Тот стоял перед генералом пехоты — князем Станиславом Потоцким. Потоцкий приказывал отправляться по Мокотовой улице.
— Нам приказано по Уяздовской! — с недоумением ответил командир.
— Вы полагаете, пан полковник, что генералу дивизии неизвестно, куда направлять свои части?
— Я не хотел это сказать, экселленция!.. Значит, вышло недоразумение?
— Недоразумения разберем потом. Следуйте по Мокотовой!
— Слушаюсь! — командир зашагал к колонне.
Я подбежал к нему и передал поручение Высоцкого.
— Генерал Потоцкий приказывает изменить направление. Или, по-вашему, он знает меньше других?
— Цесаревич убит, пан полковник!
Полковник внимательно посмотрел на меня и покачал головой.
— Не советую, пан подпрапорщик, громко говорить об этом. Я ничего не знаю и знать не хочу, пока мне не сообщит начальство! — И он подал команду следовать по Мокотовой.
Я вернулся к Арцышевскому:
— Как же так?!
— Да плюнь ты! Не все ли равно, куда идти, если бельведерский Нерон подох?! Потоцкий к тому же — старый косцюшковский воин! Уж он-то должен знать, куда нам идти!
Я стоял в замешательстве. Куда же деваться? Может быть, и в самом деле Потоцкому больше известно? Ведь не успел я отбежать от Высоцкого на сотню шагов, как он со своей ротой исчез… Значит, отпала необходимость в подкреплении у моста Яна Собесского?
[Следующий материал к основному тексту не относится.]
Issue #140, opened 2018-07-15
\text in subscripts should have smaller font


ForNeVeR:
Consider this sample:

![default](https://user-images.githubusercontent.com/92793/42731744-5e3dca1a-881c-11e8-89b9-b3f6ae1ebc7a.png)

The text `ЭП` should have smaller font size than `КБ`.

B3zaleel:
Have you tried using the FontSize Atom for the (Sub / Super)script pair? The Fontsize of the Font Size Atom should be calculated by multiplying the script factor by the Font Size of the current environment.

PR #483, opened 2024-03-08
Fixed #412

### LINKED ISSUE #412: Block height for `\text`
Consider this example:
```
\text{f(x)} = \cases{\text{1/3} & \text{if 0 ≤ x ≤ 1;} \\
\text{2/3} & \text{if 3 ≤ x ≤ 4;} \\
\text{0} & \text{elsewhere.}}
```
image

You may note that the text blocks are looking a off. Compare it with same block without `\text`, check the text block vertical offsets:
```
\text{f(x)} = \cases{1/3 & if\thickspace0 \leqslant x \leqslant 1; \\
2/3 & if\thickspace3 \leqslant x \leqslant 4; \\
0 & \text{elsewhere.}}
```
image

(I have specially left `elsewhere` in the `\text` block to compare the offset.)

Something's wrong here.

Thor181:
Closes #412.

### DIFF
--- a/src/WpfMath/Fonts/WpfSystemFont.cs
+++ b/src/WpfMath/Fonts/WpfSystemFont.cs
@@ -132,6 +132,18 @@ internal sealed class WpfSystemFont : ITeXFont
             , 1
 #endif
         );
-        return new TeXFontMetrics(formattedText.Width, formattedText.Height, 0.0, formattedText.Width, 1.0);
+        
+        var actualHeight = CalculateActualHeight(formattedText);
+
+        return new TeXFontMetrics(formattedText.Width, actualHeight, 0.0, formattedText.Width, 1.0);
+    }
+
+    private static double CalculateActualHeight(FormattedText formattedText)
+    {
+        var pointText = new Point(0, 0);
+        var geometry = formattedText.BuildGeometry(pointText);
+        var actualHeight = geometry.Bounds.Height;
+
+        return actualHeight;
     }
 }
--- a/src/WpfMath/Fonts/WpfSystemFont.cs
+++ b/src/WpfMath/Fonts/WpfSystemFont.cs
@@ -132,18 +132,29 @@ internal sealed class WpfSystemFont : ITeXFont
             , 1
 #endif
         );
-        
-        var actualHeight = CalculateActualHeight(formattedText);
 
-        return new TeXFontMetrics(formattedText.Width, actualHeight, 0.0, formattedText.Width, 1.0);
-    }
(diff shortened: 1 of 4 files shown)


ForNeVeR (changes requested):
In its current form, this PR introduces a very rough workaround for the actual problem (literally a workaround: replace the text of particular height with another height).

It is not useless since it shows a place where the fix may be applied, but I of course cannot merge that as-is. A more thorough investigation would be required.

Have you figured out what exactly is wrong with our metrics? The initial issue I'd summarize as "something's wrong with how we calculate the text baseline", but where's the actual baseline calculation in our code?

ForNeVeR:
(also, feel free to ignore the test failure; I won't ask you to fix it right now since this PR is more of a discussion starter than an applicable fix — which is totally okay)

Thor181:
You are right, the previous solution was very rough. There is a more elegant option. FormattedText calculates the height itself with extra padding. In this commit I converted the FormattedText to geometry and took its actual height.

Thor181:
Also I think this solves problem #140

ForNeVeR:
Alright. I have read through the code and tried to create something that will work, based on the WPF API:
```csharp
    private static TeXFontMetrics GetFontMetrics(char c, Typeface typeface)
    {
        var formattedText = new FormattedText(c.ToString(),
            CultureInfo.CurrentUICulture,
            FlowDirection.LeftToRight,
            typeface,
            1.0,
            Brushes.Black
#if !NET452
            , 1
#endif
        );
        formattedText.LineHeight = 1.0;

        var depth = formattedText.Height - formattedText.Baseline;
        return new TeXFontMetrics(formattedText.Width, formattedText.Baseline, depth, formattedText.Width, 1.0);
    }
```

My way should _theoretically_ work correctly as well: we base our character's parameters on the font _baseline_ and count the extruding element (if any) as _depth_.

In reality, however, it turns out to be less precise than your suggestion.

I have also tried combining some more obscure properties such as `formattedSize.Extent` and `formattedText.OverhangAfter`, with no avail: the actual geometry calculation is _just better_.

Also, some property values just doesn't make any sense: for example, `Extent` of the `f` character is considered to be `1.01`, more than the line height itself; most letters also give negative `OverhangAfter`, while I expect them all to give zero.

ForNeVeR:
Alright, I was able to get it right, while keeping the text baseline calculation. Will open a follow up issue though.

ForNeVeR (approved):
Thanks for help! Your pull request indeed has lead us to an interesting discussion, fix of the initially reported issue, and opening of a new one: #484.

— А ты иди с нами, — посоветовал Арцышевский.
Луна парит высоко над Мокотовым полем, где все кажется голубым — и российские части, и некоторые наши колонны. Впереди кирасиров на голубом коне, низко надвинув треуголку, стоит… цесаревич! Он?! Жив?! Что же Набеляк?! Солгал?! Ошибся?!
Цесаревич поехал навстречу нашей части.
— Благодарю за верность! — зычно крикнул он.
За верность?! Значит, нас вели к нему на поклон?! Нет, я не мог этого выдержать! Выхватил у какого-то солдата ружье, выбежал, нацелился на Константина и… спустил курок!
Осечка! Я спустил курок еще дважды! Ружье молчало! Но дико закричал цесаревич:
— Схватить негодяя Наленча!
Бросив проклятое ружье, я побежал сквозь колонну. Стараясь скрыть меня, солдаты расступались и тотчас смыкались… Как во сне мелькнуло в стороне лицо Вацека.
Наконец я нырнул в какой-то проулок и побежал по нему сломя голову. Куда я бежал, не знаю!
Из города доносился глухой, зловещий шум и отдаленные выстрелы. Теперь уже с двух сторон варшавское небо было охвачено заревом.
Наконец я опомнился. Огляделся. Оказывается, я стоял около аппликационной школы[119]… В окнах был свет…
Что же делать? Надо во что бы то ни стало найти Высоцкого. Ведь он не знает, что цесаревич жив. Но где его искать? И куда я гожусь безоружный… Мне пришло на ум зайти в школу и попросить какое-нибудь оружие. Там были знакомые люди…
Парадная дверь оказалась на запоре. Я пошел через двор, поднялся во второй этаж. Что происходило в зале, я не сразу понял. Ученики толпой стояли перед начальником — полковником Юзефом Совиньским, а он загораживал дверь обеими руками и умолял:
— Голубчики! Мальчики! Или вы думаете, я не люблю отчизну? Неужели от меня скрыли бы, что готовится революция?!
Ученики со сдвинутыми бровями наступали на полковника.
И вдруг Совиньский повалился на колени:
— Мальчики! Клянусь любовью к отчизне! Клянусь честью польского офицера! Если революция, выйдем всей школой. Завтра! Умоляю переждать ночь. Еще только ночь! Не могу допустить, чтобы вас перебили! Обязан вас сохранить… для отчизны! — и он зарыдал.
— Пан полковник! — сказал какой-то ученик, выходя из толпы. — Встаньте! Еще не хватало, чтобы вы перед нами стояли на коленях! Мы никуда не пойдем до утра, честное слово! Не правда ли, Панове?
— Не пойдем, не пойдем! — закричали юноши, окружая Совиньского.
Они подняли его, подали костыли и воду.
Расплескивая воду, Совиньский взял стакан. Губы его дрожали.
— Спасибо, голубчики… Теперь верю — вы меня уважаете…
Потрясенный, я вышел на улицу. В городе было необыкновенно тихо, только зарево сделалось больше. Сейчас пламя ползло языками по небу, и казалось, что кто-то гигантский простирает над Варшавой огненные ладони! Далеко-далеко прозвучало два выстрела.